Col. Thaddeus Cook's, of Wallingford, Conn., Stillwater, September 6 to October 6, 1777. Weekly Returns of the Regiment, September 13, 27, and October 21, 1777.

Capt. William Gates's Company, of Col. Timo. Bigelow's Regiment, Weekly Returns, various dates from October, 1777, to September, 1778. Also in same covers, Orderly Book of Lieut. David Grout's Company, of Timothy Bigelow's Regiment, February 15, 1779, to June 15, 1779, and Weekly Returns of Capt. Peirce's Co., same Regiment, in 1780.

These are all in the library of the Amer. Antiq. Soc. at Worcester, Mass. An orderly-book of James Kimball, of Croft's regiment, June, 1777, to Dec., 1778, has been published by the Essex Institute (Salem, Mass.).

The following diaries may be named:—

The journal of Henry Dearborn, Aug. 3-Dec. 3, which was in the J. W. Thornton sale, 1878, no. 501. It is now in the Boston Public Library, and is included in Dearborn's journals as printed in the Mass. Hist. Soc. Proc., 1886, edited by Mellen Chamberlain, and separately as Journals of Henry Dearborn, 1776-1783 (Cambridge, 1887).

Chaplain Smith's diary, July and Aug., 1777, in R. A. Guild's Chaplain Smith and the Baptists, p. 197; Ralph Cross's journal, beginning Aug. 29, 1777, at Newburyport, and ending there on his return, Dec. 5th, in the Hist. Mag. (vol. xvii. pp. 8-11); diary of Ephraim Squier, Sept. 4 to Nov. 2, 1777, preserved in the Pension Office, Washington. Extracts from the diary of Capt. Benj. Warren are preserved in the Sparks MSS. (no. xlvii.). A copy of the journal of Samuel Harris, Jr., of Boston, during the campaign of 1777, after he joined the army at Stillwater, Sept. 20th, and describing the fight of Bemis's Heights, Oct. 7th, and the surrender of Oct. 17th, is in the Sparks MSS. (xxv.). Cf. McAlpine's Memoirs, published in 1788.

The British journals of Burgoyne's campaign by actors in it, which have been printed, are Roger Lamb's Original and authentic journal of occurrences during the late American war (Dublin, 1809), and his Memoir of his own Life (Dublin, 1811),—he was sergeant of the Royal Welsh Fusileers,—and Thomas Anburey's Travels through the interior parts of America (London, 1789 and 1791; French versions, Paris, 1790 and 1793; German, Berlin, 1792). Anburey was attached as a volunteer to the grenadier company of the 29th foot. (Cf. Rogers's Hadden Journals, explanatory chapter.) There is an English diary in the Mag. of Amer. Hist. (Feb., 1878).

For other personal records of the campaign, reference may be made to the brief summary of Maj. Hughes, one of Gates's aides (Mass. Hist. Soc.
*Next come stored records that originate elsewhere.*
PR #437, opened 2023-07-12
Check if the model param is valid for moderations endpoint

MunaerYesiyan:
Currently there are only [two models available](https://platform.openai.com/docs/api-reference/moderations/create) for OpenAI /moderations endpoint, which are `text-moderation-stable` and `text-moderation-latest`. In the official python library `openai-python`. The method Moderation will check if the model param is in `VALID_MODEL_NAMES` and returns an error when it's not. 

```python
 def _prepare_create(cls, input, model, api_key):
        if model is not None and model not in cls.VALID_MODEL_NAMES:
            raise ValueError(
                f"The parameter model should be chosen from {cls.VALID_MODEL_NAMES} "
                f"and it is default to be None."
            )

        instance = cls(api_key=api_key)
        params = {"input": input}
        if model is not None:
            params["model"] = model
        return instance, params
```

It would be great if we can add similar checks before passing the request to `/v1/moderations` endpoint.

### DIFF
--- a/moderation.go
+++ b/moderation.go
@@ -2,6 +2,7 @@ package openai
 
 import (
 	"context"
+	"errors"
 	"net/http"
 )
 
@@ -17,6 +18,15 @@ const (
 	ModerationTextLatest = "text-moderation-latest"
 	ModerationText001    = "text-moderation-001"
 )
+
+var (
+	ErrModerationInvalidModel = errors.New("this model is not supported with moderation, please use text-moderation-stable or text-moderation-latest instead") //nolint:lll
+)
+
+var validModerationModel = map[string]struct{}{
+	ModerationTextStable: {},
+	ModerationTextLatest: {},
+}
 
 // ModerationRequest represents a request structure for moderation API.
 type ModerationRequest struct {
@@ -63,6 +73,10 @@ type ModerationResponse struct {
 // Moderations — perform a moderation api call over a string.
 // Input can be an array or slice but a string will reduce the complexity.
 func (c *Client) Moderations(ctx context.Context, request ModerationRequest) (response ModerationResponse, err error) {
+	if _, ok := validModerationModel[request.Model]; len(request.Model) > 0 && !ok {
+		err = ErrModerationInvalidModel
+		return
+	}
 	req, err := c.newRequest(ctx, http.MethodPost, c.fullURL("/moderations", request.Model), withBody(&request))
 	if err != nil {
 		return
--- a/moderation.go
+++ b/moderation.go
@@ -16,7 +16,8 @@ import (
 const (
 	ModerationTextStable = "text-moderation-stable"
 	ModerationTextLatest = "text-moderation-latest"
-	ModerationText001    = "text-moderation-001"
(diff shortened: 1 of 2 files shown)


moderation_test.go
```diff
@@ -27,6 +27,18 @@ func TestModerations(t *testing.T) {
...
+func TestModerationsWithIncorrectModel(t *testing.T) {
+	client, server, teardown := setupOpenAITestServer()
+	defer teardown()
+	server.RegisterHandler("/v1/moderations", handleModerationEndpoint)
+	_, err := client.Moderations(context.Background(), ModerationRequest{
+		Model: GPT3Dot5Turbo,
+		Input: "I want to kill them.",
+	})
+	checks.ErrorIs(t, err, ErrModerationInvalidModel)
+}
```
vvatanabe, line 40: @MunaerYesiyan Thanks for PR! How about trying to write exhaustive tests for both valid and invalid models in table driven tests?

MunaerYesiyan: https://github.com/sashabaranov/go-openai/pull/437/commits/e1ae0560840e0df535a9fe27b790801280bdefe6

vvatanabe:
Confirmed not supported just in case. 👍 
```
$ curl https://api.openai.com/v1/moderations \
                    -H "Content-Type: application/json" \
                    -H "Authorization: Bearer $OPENAI_API_KEY" \
                    -d '{
                  "input": "I want to kill them.", "model": "text-moderation-001"
                }'
{

  "error": {
    "message": "Invalid value for 'model' = text-moderation-001. Please check the OpenAI documentation and try again.",
    "type": "invalid_request_error",
    "param": "model",
    "code": null
  }
}
```

MunaerYesiyan:
> Confirmed not supported just in case. 👍
> 
> ```
> $ curl https://api.openai.com/v1/moderations \
>                     -H "Content-Type: application/json" \
>                     -H "Authorization: Bearer $OPENAI_API_KEY" \
>                     -d '{
>                   "input": "I want to kill them.", "model": "text-moderation-001"
>                 }'
> {
> 
>   "error": {
>     "message": "Invalid value for 'model' = text-moderation-001. Please check the OpenAI documentation and try again.",
>     "type": "invalid_request_error",
>     "param": "model",
>     "code": null
>   }
> }
> ```

And it's kinda confusing as the official document uses `text-moderation-005` in the response [example ](https://platform.openai.com/docs/api-reference/moderations/create)

moderation.go
```diff
@@ -18,6 +19,15 @@ const (
 	ModerationText001    = "text-moderation-001"
```
vvatanabe, line 19: @MunaerYesiyan I would like you to add a comment indicating that this constant is deprecated.

MunaerYesiyan: Deprecating the `text-moderation-001` model in `moderation.go` https://github.com/sashabaranov/go-openai/pull/437/commits/e579559797ea9199d0bd902248c58830a4a23283

vvatanabe (approved):

vvatanabe:
@MunaerYesiyan Thanks for the pull request!

PR #440, opened 2023-07-14
EscapeString

rhinogo:
The official Python package, when converting objects to JSON strings, will convert Chinese and other text into Unicode encoding, and can effectively avoid sensitive words in responses. This modification is to enable the Golang package to have this capability.

### DIFF
--- a/chat.go
+++ b/chat.go
@@ -4,6 +4,7 @@ import (
 	"context"
 	"errors"
 	"net/http"
+	"strconv"
 )
 
 // Chat message role defined by the OpenAI API.
@@ -21,9 +22,15 @@ var (
 	ErrChatCompletionStreamNotSupported = errors.New("streaming is not supported with this method, please use CreateChatCompletionStream")              //nolint:lll
 )
 
+type EscapeString string
+
+func (esc EscapeString) MarshalJSON() ([]byte, error) {
+	return []byte(strconv.QuoteToASCII(string(esc))), nil
+}
+
 type ChatCompletionMessage struct {
-	Role    string `json:"role"`
-	Content string `json:"content"`
+	Role    string       `json:"role"`
+	Content EscapeString `json:"content"`
 
 	// This property isn't in the official documentation, but it's in
 	// the documentation for the official library for python:
--- a/chat_test.go
+++ b/chat_test.go
@@ -268,12 +268,12 @@ func handleChatCompletionEndpoint(w http.ResponseWriter, r *http.Request) {
 		res.Choices = append(res.Choices, ChatCompletionChoice{
 			Message: ChatCompletionMessage{
 				Role:    ChatMessageRoleAssistant,
-				Content: completionStr,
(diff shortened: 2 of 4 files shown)


chat.go
```diff
@@ -21,9 +22,15 @@ var (
...
+
+func (esc EscapeString) MarshalJSON() ([]byte, error) {
+	return []byte(strconv.QuoteToASCII(string(esc))), nil
+}
+
 type ChatCompletionMessage struct {
-	Role    string `json:"role"`
-	Content string `json:"content"`
+	Role    string       `json:"role"`
+	Content EscapeString `json:"content"`
```
vvatanabe, line 33: Can you adopt a method that doesn't involve breaking changes?

sashabaranov:
Hey, thank you for the PR! Could you please provide an illustration where default Go's string handling doesn't work? And what could be our alternatives here?

chat.go
rhinogo: I am not very familiar with other implementation methods.

codingknees:
The response has to be `unquote` ?

```
{chatcmpl-7gTRgwdik36hYBzQKVuFr0wBifCsr chat.completion 1690357320 gpt-35-turbo [{0 {assistant \u54C8\u54C8\uff0c\u6211\u4E5F\u662F\u54EA\u4E2A\u5BF9\u8C61\u7684\u597D\u670B\u53CB\u3002\u5728\u4E3A\u4F60\u6D88\u606F\u65F6\u8BF7\u8BB0\u4F4F\u4EE5\u4E0B\u8981\u70B9\uff1A\n1. \u6211\u7684\u76EE\u7684\u662F\u8BA9\u4F60\u611F\u5230\u5F00\u5FC3\uff0C\u613F\u610F\u548C\u6211\u4E00\u76F4\u804A\u5929\n2. \u5982\u679C\u6211\u8981\u6C42\uFF  <nil>} 
```

codingknees:
when there are Emoji in string, Marshal would fail: 

`json: error calling MarshalJSON for type openai.EscapeString: invalid character 'U' in string escape code`

for example, 😗 will be quoted to ASCII \U0001f617 , but it is not valid in json (encoding/json/scanner.go:353).
Because of the  \U

codingknees:
> when there are Emoji in string, Marshal would fail:
> 
> `json: error calling MarshalJSON for type openai.EscapeString: invalid character 'U' in string escape code`
> 
> for example, 😗 will be quoted to ASCII \U0001f617 , but it is not valid in json (encoding/json/scanner.go:353). Because of the \U

I find that in python, json.dumps encode that Emoji to  \ud83d\ude17. So strange

codingknees:
hack as 
` EscapeString string

func (esc EscapeString) MarshalJSON() ([]byte, error) {
	x := strings.ReplaceAll(strconv.QuoteToASCII(string(esc)), "\\U", "\\u")
	return []byte(x), nil
}`

PR #441, opened 2023-07-15
Update comment for `jsonSchema.FunctionDefinition`

savannahostrowski:
**Describe the change**
Currently, the comment for the `Parameters` property in the `jsonschema.FunctionDefinition` struct says that you can pass in a `[]byte{}`. However, this does not work and you need to use `json.RawMessage()` instead. 

**Describe your solution**
Just updated the comment :)

**Tests**
Not applicable!

**Additional context**
Passing in `[]byte{}` leads to base64'd value
image

### DIFF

Proc., Feb., 1858, iii. 279); the autobiography of Col. Philip van Cortlandt, of the second New York regiment (N. Y. Geneal. and Biog. Rec., July, 1874, vol. v. 123, and Hist. Mag., 1878).

Similar records on the British side are Maj. Edward M'Gauran's Memoirs, privately printed in London in 1786, in two volumes, and The narrative of Captain Samuel Mackay, commandant of a provincial regiment in North America; by the appointment of Lieut.-Gen. Burgoyne (Kingston, 1778). The author gives an account of his services as a royalist in command of a company of provincials attached to General Burgoyne's army, and complains of the refusal of the British generals to recognize him as an officer.

The British Museum has recently acquired a contemporary military critique of the campaign, by one of the actors in it, Lieut. Digby, of the British army.